If you’re a regular follower, you know my daughter Allie is spending her junior year of high school in the Czech Republic. She’s a foreign exchange student, sponsored by the Rotary Club. She’ll be returning in a few months. Please indulge me in a shared letter to her, if you don’t mind. I sometimes find people don’t quite comprehend why I’d allow my daughter to travel so far away for such a length of time. Yet, if you knew what the past couple of years have been like for her and for us, you’d most likely understand it was the absolute best scenario for her. She needed the time away. And while it’s been crazy difficult for me, her mother left behind, it’s been such a blessing to observe her growth and see her travel to so many exciting places. Like Vienna and Prague and soon other parts of Europe as well.
I believe you know I took a trip last weekend with a group of 4th and 5th graders. At least one of the girls was in awe of the Cincinnati skyline. Apparently she had never experienced anything like it. It was exciting, yet kind of sad. Her mom didn’t get to be there to observe her joy. Actually, a couple of the girls who went have mothers living in Mexico. So, they don’t get to see them. Period. And it struck me that even though you’re far away and I miss you greatly, you’ll be home in July. I will see you and hug you and make dinner for you then. While I don’t get to share in all the wonderful opportunities you’re experiencing, I am so glad you’ve been afforded this chance.
It’s in the day to day I miss you the most. The things I experience here that I know you would enjoy being a part of, like eating at Vinaigrette, a new salad restaurant downtown. Or the fact I plan to start a bookclub this summer for middle school girls. I can’t wait to hear your book recommendations, knowing full well they’ll all be John Green books. Or the time this winter, after we got all that snow and a man knocked on the front door. Why I answered, I don’t know. He said, “Hey baby, we’re out shoveling snow and sh*t. Would you like us to shovel for you?” I kindly told him I could handle it. I probably should have kindly told him not to call me “baby”.
funny stories from my work day, like Maggie and I photographing each other on an unnamed coworker’s motorcycle while no one was paying attention
eating donuts from our donut store
walking CJ around Castlewood Park
seeing prom photos of your friends on Facebook,wondering if you’d have gone if you were here
making homemade pizza
driving to Louisville for Jamie’s various musical performances
you telling me, “I need to go to Target”
going to boxing class together
Hannah and I sharing a cinnamon roll at National Boulangerie….can’t wait to introduce you to one
Sometimes, sometimes, I wonder if I have changed. I know you have. You couldn’t see so many awesome (you love it when I use that word) things and not change.

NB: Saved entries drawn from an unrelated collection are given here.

PR #44677, opened 2022-07-27
OneDNN md-in-tensor refactoring part 6: Memory descriptor enabled for conv and conv_transpose

jakpiase:
### PR types
New features

### PR changes
OPs

### Describe
Memory descriptor support enabled for conv and conv_transpose ops


paddle/fluid/operators/mkldnn/conv_mkldnn_op.cc
```diff
@@ -1078,7 +1041,6 @@ class ConvMKLDNNGradOpKernel : public framework::OpKernel<T> {
 
       auto conv_bwd_weights_p = handler.AcquireBackwardWeightsPrimitive();
 
-      // TODO(grygielski) why no bias_diff?
```
jakpiase, line 1081: Note: No bias_diff, because PaddlePaddle's convolution is not using Bias at all

paddle/fluid/operators/mkldnn/conv_mkldnn_op.cc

You have matured. Made a way for yourself, so to speak. Learned to handle situations you’ve never before had to. But me….will you find me different? Happier? More relaxed? Content? Or antsy to move on to something else? How will I seem to you, one of the few people who knows me best? After all these months, knowing full well what they’ve meant. You have a way of seeing me like others can’t. Most likely because you are a part of me.
So there’s that. The questions before us. Who will we be after we’ve been so far from each other? Both having grown more independent. What will Lexington seem like after walking the streets of Vienna? And seeing Rome. Will any American church ever look the same after seeing Rome? I imagine not. But Lexington is your home. For now. Until you choose another.
Enough of the deep stuff. Know I miss you. In the ordinary. The mundane. Half priced Sonic shakes and showing you the navy Converse Kelly B got me at Goodwill. Yes, now I have two pairs! I miss running with you…..you way ahead because you’re young, ponytail swishing behind you. Maybe we can do the Midsummer Night’s Run in August. You’ll be back. And after the race I’ll make you watch “Legends of the Fall” and lecture you on all the reasons the heroine should not have chosen Brad Pitt’s character (I did this to Hannah but she was snowed in with me and had no choice). Then read you a few quotes from whatever book I’m reading. Then leave you alone so you can say good night.
Good night for now, sweet Allie. Know I’ve been missing you since you left.
Thank you dear reader, for sharing a bit in our lives.